WHAT THE EXERCISE ASKS: Wherever a line in the records contains the word "extends", return that line.

Collected data entries
PR #563, opened 2017-08-01
Smaller fixes for transformer mode

tbosch:


src/transformer.ts
```diff
@@ -205,9 +205,10 @@ function combineInlineSourceMaps(
 function combineSourceMaps(
     program: ts.Program, filePath: string, tscSourceMapText: string): string {
   const tscSourceMap = parseSourceMap(tscSourceMapText);
+  const fileDir = path.dirname(filePath);
   let tscSourceMapGenerator: SourceMapGenerator|undefined;
   for (const sourceFileName of tscSourceMap.sources) {
-    const sourceFile = program.getSourceFile(sourceFileName);
+    const sourceFile = program.getSourceFile(path.resolve(fileDir, sourceFileName));
```
evmar: @LucasSloan  FYI

src/tsickle.ts
```diff
@@ -1870,6 +1890,20 @@ class ExternsWriter extends ClosureRewriter {
...
 }
 
+function isPolymerBehaviorPropertyInCallExpression(pa: ts.PropertyAssignment): boolean {
+  if (pa.name.kind !== ts.SyntaxKind.Identifier ||
+      (pa.name as ts.Identifier).text !== 'behaviors') {
+    return false;
+  }
+
+  const parentParent = pa.parent && pa.parent.parent;
+  if (!pa.parent || !pa.parent.parent || pa.parent.parent.kind !== ts.SyntaxKind.CallExpression) {
```
evmar: Move this above the var decl above it?

src/tsickle.ts
```diff
@@ -785,6 +785,17 @@ class Annotator extends ClosureRewriter {
       case ts.SyntaxKind.AsExpression:
         // Both of these cases are AssertionExpressions.
         const typeAssertion = node as ts.AssertionExpression;
+        if (this.polymerBehaviorStackCount > 0) {
+          // Don't emit type casts for Polymer behaviors that are declared
+          // by calling the Polymer function
+          // as the Polymer closure plugin does not work when emitting them.
```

EXERCISE SOLUTION:
@@ -1870,6 +1890,20 @@ class ExternsWriter extends ClosureRewriter {
@@ -785,6 +785,17 @@ class Annotator extends ClosureRewriter {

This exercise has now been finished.